Performance of Bentley-Ottman versus naive cross-product intersections for very dense 2D segment distribution

Question

The problem I'm trying to solve is finding all the intersections between line segments which span a given rectangle. The lines are randomly generated up to a given quantity, on the order of 1E3-1E4, and all the endpoints can be found on the rectangle. It's basically the rectangular case of generating random chords in a circle. At low densities the system looks like this.

The output I'm mainly interested in is the graph generated from the lines and intersections, preferably in a form which I could feed to matplotlib from a .csv file.

To get a sense of dimensions, I first went for a naive implementation, checking each pair for intersects using this with Numpy. It works relatively ok, but, probably because I didn't pay any attention whatsoever to memory management, it freezes at large numbers of lines.

I have now been trying for a few days to adapt my extremely messy code to use the Bentley-Ottman line sweep algorithm, but I got to a point where I realised I needed to rewrite it from scratch in order to work, mainly because I've been mixing lists with Numpy arrays and explicit indices instead of proper data structures.

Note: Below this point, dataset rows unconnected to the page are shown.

PR #1196, opened 2020-05-12
Render empty span if atom has no value

rerissondaniel:

As the title says.
[Running workspace](https://emptyatom--storecomponents.myvtex.com/admin/collections/1938/)
Before this change:

Captura de tela de 2020-05-12 12-45-43
Captura de tela de 2020-05-12 12-46-18

After this change:
Captura de tela de 2020-05-12 12-49-20
Captura de tela de 2020-05-12 12-49-48

#### Types of changes

### DIFF
--- a/react/components/FilterBar/FilterTag.js
+++ b/react/components/FilterBar/FilterTag.js
@@ -144,6 +144,7 @@ class FilterTag extends PureComponent {
       newFilterLabel,
       isMobile,
       testIds,
+      noOptionsMessage,
     } = this.props
     const { isMenuOpen, virtualStatement } = this.state
 
@@ -271,6 +272,7 @@ class FilterTag extends PureComponent {
                   omitVerbs={shouldOmitVerb}
                   options={compatibleOptions}
                   subjectPlaceholder={subjectPlaceholder}
+                  noOptionsMessage={noOptionsMessage}
                   statement={
                     isMoreOptions
                       ? virtualStatement
@@ -339,6 +341,7 @@ FilterTag.propTypes = {
   newFilterLabel: PropTypes.string,
   device: PropTypes.string,
   isMobile: PropTypes.bool,
+  noOptionsMessage: PropTypes.func,
   testIds: PropTypes.shape({
     moreOptionsButton: PropTypes.string,
     submitFiltersButton: PropTypes.string,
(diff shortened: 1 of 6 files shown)


react/components/Statement/Atoms/VerbAtom.tsx
```diff
@@ -44,6 +44,8 @@ const VerbAtom: React.FC<Props> = ({
         <span className="pt3">{value.label}</span>
       )}
     </div>
+  ) : (
+    <span className="pt3" />
```
kevinch, line 48: Why not null or Fragment?

rerissondaniel: Without the span to apply this margin it gets little bit weird:

Captura de tela de 2020-05-14 11-13-50

I could fix that margin in the specific app I'm using it but probably would require to fix it in other apps that are using it too

react/components/FilterBar/FilterTag.js
```diff
@@ -339,6 +341,7 @@ FilterTag.propTypes = {
   newFilterLabel: PropTypes.string,
   device: PropTypes.string,
   isMobile: PropTypes.bool,
+  noOptionsMessage: PropTypes.func,
```
estacioneto, line 344: Why a function? How would that be used?

react/components/Statement/Atoms/VerbAtom.tsx
estacioneto: Why not solve this in `Statement` component?

rerissondaniel: Because the value I need to display is calculated in this component and theres a lot of logic in the statement already

react/components/FilterBar/FilterTag.js
rerissondaniel: It receives the value and returns the message to be displayed. This is just forwarded to the library used for the select

react/components/Statement/Atoms/VerbAtom.tsx
estacioneto: The amount of logic in the `Statement` component is, in my opinion, irrelevant for this particular case. About the value calculated I agree that it looks like the logic should be inside but it doesn't. The `verbs.length > 0 && (<Verb />)` condition should solve the problem

rerissondaniel: Ok, I did like that but theres the problem with the margin. I'll fix it in admin collections but I don't know what impact this will have in other apps

estacioneto: I think that to solve this margin problem you could extract the element inside the `VerbAtom` to the `Statement` component. This way you could let the container with this margin and conditionally show the `VerbAtom`. What do you think?

PR #1203, opened 2020-05-18
Make alert accessible

felippenardi:
This is a non-breaking change to add some accessibility features to the alert.

[Running workspace](https://accessibility--content.myvtex.com/admin/app/new-cms/edit/new)

1- Allow developers to use `focusOnOpen` property to make the cursor focus change to either the action or dismiss buttons
2- Make screen readers announce the alert error as soon as it pops up in the screen

You can go to the workspace link above and try saving a document without filling any information. This will trigger an error. Then you should try repeating the action and, in the second time, dismissing the alert.

You should be able to do all this using just your keyboard.

If you have voice over activated, you should be able to hear the entire experience seamlessly.

alert

#### Types of changes

### DIFF
--- a/react/components/Alert/index.js
+++ b/react/components/Alert/index.js
@@ -9,18 +9,37 @@ import Button from '../Button'
 import { withForwardedRef, refShape } from '../../modules/withForwardedRef'
 
 class Alert extends Component {
+  constructor(props) {
+    super(props)
+    this.firstElementRef = React.createRef()
+  }
+
   componentDidMount() {
     if (this.props.autoClose && this.props.onClose) {
       this.timeout = setTimeout(this.props.onClose, this.props.autoClose)
+    }
+
+    if (this.props.focusOnOpen) {
+      this.firstElementRef.current && this.firstElementRef.current.focus()
     }
   }
 
   componentWillUnmount() {
     clearTimeout(this.timeout)
+
+    if (this.props.focusAfterClosed && this.props.focusAfterClosed.current) {
+      this.props.focusAfterClosed.current.focus()
+    }
   }
 
   render() {
-    const { type, onClose, action, forwardedRef } = this.props
+    const {
+      type,
+      onClose,
+      action,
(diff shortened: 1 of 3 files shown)


felippenardi:
I'll add the documentation and changelog in a bit

emersonlaurentino:
@felippenardi great job, we need more a11y components. 

Can you add changelog?

react/components/Alert/index.js
```diff
@@ -109,11 +137,17 @@ Alert.propTypes = {
   onClose: PropTypes.func,
   /** Time in ms to auto close the alert */
   autoClose: PropTypes.number,
+  /** Set focus to the first focusable element inside alert, which should be the "action" when available or the "close" button */
+  focusOnOpen: PropTypes.bool,
+  /** Define element to be focused when the alert is dimissed */
+  focusAfterClosed: PropTypes.shape({ current: PropTypes.instanceOf(Element) }),
```
Klynger, line 143: I think this prop is not needed, you can get `document.activeElement` and hold so when the user dismisses the alert its focuses on this element. Another thing to think about is when the user dismiss the alert, but the focus wasn't in the alert anymore, so you shouldn't mess with the current focused element

felippenardi: Just talked to Klynger on discord, and he suggested the idea of replacing both these properties for a single property that receives an ENUM.

The enum would have three options:
- Focus on action or dismiss when the alert opens
- Do the above and also register the document.activeElement and return to it when dismiss is triggered

felippenardi: After analyzing the behavior I noticed a few scenarios where changing the focus after closing may be problematic, so I've decided not to implement it.

felippenardi:
@emersonlaurentino @Klynger @iaronaraujo I've removed the focus feature for when the alert is dismissed because it would potentially cause accessibility problems.

I've also added changelog, let me know if we are good to merge.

My question is, in this particular case of very dense, very long segments, is a line sweep algorithm necessarily faster than the naive approach, and by what margin?

Answer 1

The classical sweep line algorithm runs in O(n log n + k) time within O(n) space where n is the number of segments and k is the number of intersections. Clearly k is in O(n^2). A brute force approach (I guess that could be your "naive" approach) takes O(n^2) time and space.

If you know you have short segments sparsely distributed in the plane k might be small, then the sweep line is faster. From the space aspect it depends on what you do with the output. If you store all intersection points then you need the O(n^2) space also with the sweep line.